* TASK DESCRIPTION: Could you copy every line of the data that contains "acnpublic"?

━━━━━━━━━━

PR #4510, opened 2026-07-07
bug: Fixing ETW metadata bug in CNI

apontejaj:
**Reason for Change**:

Commit `09cd3b2c2` ("feat: Enhancing ETW logging for CNI #4426", CNI bundle 1.8.9) added a metadata-enrichment block at the top of `rootExecute()` that calls `common.GetHostMetadata()` before the legacy logger is redirected from stderr to a file. On a metadata-cache miss (cold boot / node reimage), the legacy logger writes `[Telemetry] Request metadata from wireserver` to stderr.

CNS invokes the CNI binary via `cmd.CombinedOutput()` to fetch endpoint state, merging stderr into stdout. The stray log line pollutes the JSON response, causing `json.Unmarshal` to fail with `invalid character '/' after top-level value`, which crashes CNS → CrashLoopBackOff.

This PR moves the legacy logger initialization above the `GetHostMetadata()` call in both CNI entry points so stderr is redirected to a log file before anything can write to it.

**Issue Fixed**:
No issue associated to this PR.

**Requirements**:

- [ ] includes documentation
- [ ] adds unit tests

**Notes**:

- **`cni/network/stateless/main.go`** — Reordered: logger redirect now precedes `GetHostMetadata()`
- **`cni/network/plugin/main.go`** — Added legacy `log` import and logger redirect before `GetHostMetadata()` (previously had no legacy logger setup at all)
- Both binaries compile cleanly; on cache miss the `[Telemetry]` line now goes to `azure-vnet.log` instead of stderr

**Tests**:
**ETW logs working correctly**
image

**Failure reproduction**
Overlay BYOCNI cluster created
image

Removing `azuremetadata.json` file
image

Test were performed twice:
a. With `EnableStateMigration:true` and `ManageEndpointState:true` as per IcM
b. With `EnableStateMigration:false` and `ManageEndpointState:false` as per default values

Deploying CNS/CNI v1.8.9 (bad version) in AKS BYOCNI cluster
a. Configmap `EnableStateMigration:true` and `ManageEndpointState:true`
image

a. Error reproduction `EnableStateMigration:true` and `ManageEndpointState:true`
image

b. Configmap  `EnableStateMigration:false` and `ManageEndpointState:false`
image

b. Error reproduction `EnableStateMigration:false` and `ManageEndpointState:false`
image

Test CNI image build/push (acnpublic.azurecr.io/azure-cni:v1.8.9-11-g96e8addde): https://msazure.visualstudio.com/One/Quota%20and%20Capacity%20Management/_build/results?buildId=171170956&view=logs&j=70019b04-dce6-53f1-c9a2-8bfe2dbe6823&t=ec0b9213-fa84-5643-8208-b10307f124c9&l=29

Test CNS image build/push (acnpublic.azurecr.io/azure-cns:v1.8.9-11-g96e8addde): https://msazure.visualstudio.com/One/Quota%20and%20Capacity%20Management/_build/results?buildId=171170956&view=logs&j=58f5182c-d509-5a71-bd8e-7b4908aff171&t=69962e21-bd97-56a3-0e68-084f3e045884&l=29

Error not present anymore
a. `EnableStateMigration:true` and `ManageEndpointState:true`
image

b. `EnableStateMigration:false` and `ManageEndpointState:false`
image

### DIFF
--- a/cni/network/plugin/main.go
+++ b/cni/network/plugin/main.go
@@ -51,6 +51,8 @@ func printVersion() {
 }
 
 func rootExecute() error {
+	var config common.PluginConfig
+
 	// Enrich all CNI loggers with host metadata so ETW events carry VM identity for diagnostics.
 	metadataFile := filepath.Join(os.TempDir(), "azuremetadata.json")
 	if metadata, err := common.GetHostMetadata(metadataFile); err == nil {
@@ -70,8 +72,6 @@ func rootExecute() error {
 			zap.String("os_type", metadata.OsType),
 		)
 	}
-
-	var config common.PluginConfig
 
 	config.Version = version
 
--- a/cni/network/stateless/main.go
+++ b/cni/network/stateless/main.go
@@ -51,6 +51,15 @@ func printVersion() {
 }
 
 func rootExecute() error {
+	var config common.PluginConfig
+
+	log.SetName(name)
+	log.SetLevel(log.LevelInfo)
+	if err := log.SetTargetLogDirectory(log.TargetLogfile, ""); err != nil {
+		fmt.Printf("Failed to setup cni logging: %v\n", err)
+	}
+	defer log.Close()
+
 	// Enrich all CNI loggers with host metadata so ETW events carry VM identity for diagnostics.
 	metadataFile := filepath.Join(os.TempDir(), "azuremetadata.json")
 	if metadata, err := common.GetHostMetadata(metadataFile); err == nil {
@@ -70,15 +79,6 @@ func rootExecute() error {
 			zap.String("os_type", metadata.OsType),
 		)
 	}
-
-	var config common.PluginConfig
-
-	log.SetName(name)
-	log.SetLevel(log.LevelInfo)
-	if err := log.SetTargetLogDirectory(log.TargetLogfile, ""); err != nil {
-		fmt.Printf("Failed to setup cni logging: %v\n", err)
-	}
-	defer log.Close()
 
 	config.Version = version
 	config.Stateless = stateless
--- a/common/utils.go
+++ b/common/utils.go
@@ -178,8 +178,6 @@ func GetHostMetadata(fileName string) (Metadata, error) {
 		}
 	}
 
-	log.Printf("[Telemetry] Request metadata from wireserver")
-
 	req, err := http.NewRequest("GET", metadataURL, nil)
 	if err != nil {
 		return Metadata{}, err


cni/network/plugin/main.go
```diff
@@ -51,6 +52,17 @@ func printVersion() {
...
+	var config common.PluginConfig
+
+	// The legacy GetHostMetadata function uses the log package to log errors.
+	// Logging needs to be set up before calling it to avoid issues.
+	log.SetName(name)
+	log.SetLevel(log.LevelInfo)
+	if err := log.SetTargetLogDirectory(log.TargetLogfile, ""); err != nil {
+		fmt.Printf("Failed to setup cni logging: %v\n", err)
+	}
+	defer log.Close()
```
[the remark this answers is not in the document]
apontejaj: Not implementing.

cni/network/stateless/main.go
```diff
@@ -51,6 +51,15 @@ func printVersion() {
...
 
 func rootExecute() error {
+	var config common.PluginConfig
+
+	log.SetName(name)
+	log.SetLevel(log.LevelInfo)
+	if err := log.SetTargetLogDirectory(log.TargetLogfile, ""); err != nil {
+		fmt.Printf("Failed to setup cni logging: %v\n", err)
+	}
+	defer log.Close()
```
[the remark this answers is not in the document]
apontejaj: Not implementing.

behzad-mir (dismissed):

mugeshsp (dismissed):

behzad-mir (approved):

cni/network/plugin/main.go
```diff
@@ -51,6 +52,17 @@ func printVersion() {
 }
 
 func rootExecute() error {
+	var config common.PluginConfig
+
+	// The legacy GetHostMetadata function uses the log package to log errors.
+	// Logging needs to be set up before calling it to avoid issues.
+	log.SetName(name + "-legacy")
```
behzad-mir: WHy are we changing the log name here?

behzad-mir (changes requested):

cni/network/plugin/main.go
behzad-mir: We need to have the same file format and azure-vnet.log

apontejaj: I've address your comment.
I've done a small refactor to the the `GetHostMetadata` function so it takes an optional logger.

Pipeline is passing now and the manual test on a BYOCNI cluster is also showing the correct CombinedOutput even after deleting the `azuremetada.json` file from the node.

cni/network/plugin/main.go
```diff
@@ -51,9 +51,11 @@ func printVersion() {
 }
 
 func rootExecute() error {
+	var config common.PluginConfig
+
 	// Enrich all CNI loggers with host metadata so ETW events carry VM identity for diagnostics.
 	metadataFile := filepath.Join(os.TempDir(), "azuremetadata.json")
-	if metadata, err := common.GetHostMetadata(metadataFile); err == nil {
+	if metadata, err := common.GetHostMetadata(metadataFile, logger); err == nil {
```
behzad-mir: is logger initiated by the time it is passed to this function?

apontejaj: Yes, logger is a package-level variable initialized at load time in both `plugin/main.go` and `stateless/main.go` files.
```
var logger = zaplog.CNILogger.With(zap.String("component", "cni-main"))
```

And CNILogger is itself a package-level variable in `logger.go`
```
var CNILogger = initZapLog(zapCNILogFile)
```

Go guarantees package-level variables are initialized before any function in the package runs. By the time `rootExecute()` is called from `main()`, `logger` is fully initialized.

behzad-mir: I recommend you log the line in here rather than pass the logger to the GetHostMetadata. If we only log one line in that function, I don't see a reason to pass the logger to it. WE can just get rid of that line in the GetHostMetadata.

apontejaj: I didn't think that removing the line from `GetHostMetadata` was a good idea, since it's part of legacy code that I'm not sure who else might be calling.

But that's OK. I'll remove the line from the `GetHostMetadata` function. 

Now, there is not point adding the line in any of the `main.go` files, since a) that only happens when the temporal files are not present, which is not the most common case, and b) I don't see a reason to add lines of logs in the other callers.

This is addressed now.

behzad-mir (approved):

behzad-mir (approved):

tamilmani1989 (approved):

━━━━━━━━━━

* EXERCISE SOLUTION:
Test CNI image build/push (acnpublic.azurecr.io/azure-cni:v1.8.9-11-g96e8addde): https://msazure.visualstudio.com/One/Quota%20and%20Capacity%20Management/_build/results?buildId=171170956&view=logs&j=70019b04-dce6-53f1-c9a2-8bfe2dbe6823&t=ec0b9213-fa84-5643-8208-b10307f124c9&l=29
Test CNS image build/push (acnpublic.azurecr.io/azure-cns:v1.8.9-11-g96e8addde): https://msazure.visualstudio.com/One/Quota%20and%20Capacity%20Management/_build/results?buildId=171170956&view=logs&j=58f5182c-d509-5a71-bd8e-7b4908aff171&t=69962e21-bd97-56a3-0e68-084f3e045884&l=29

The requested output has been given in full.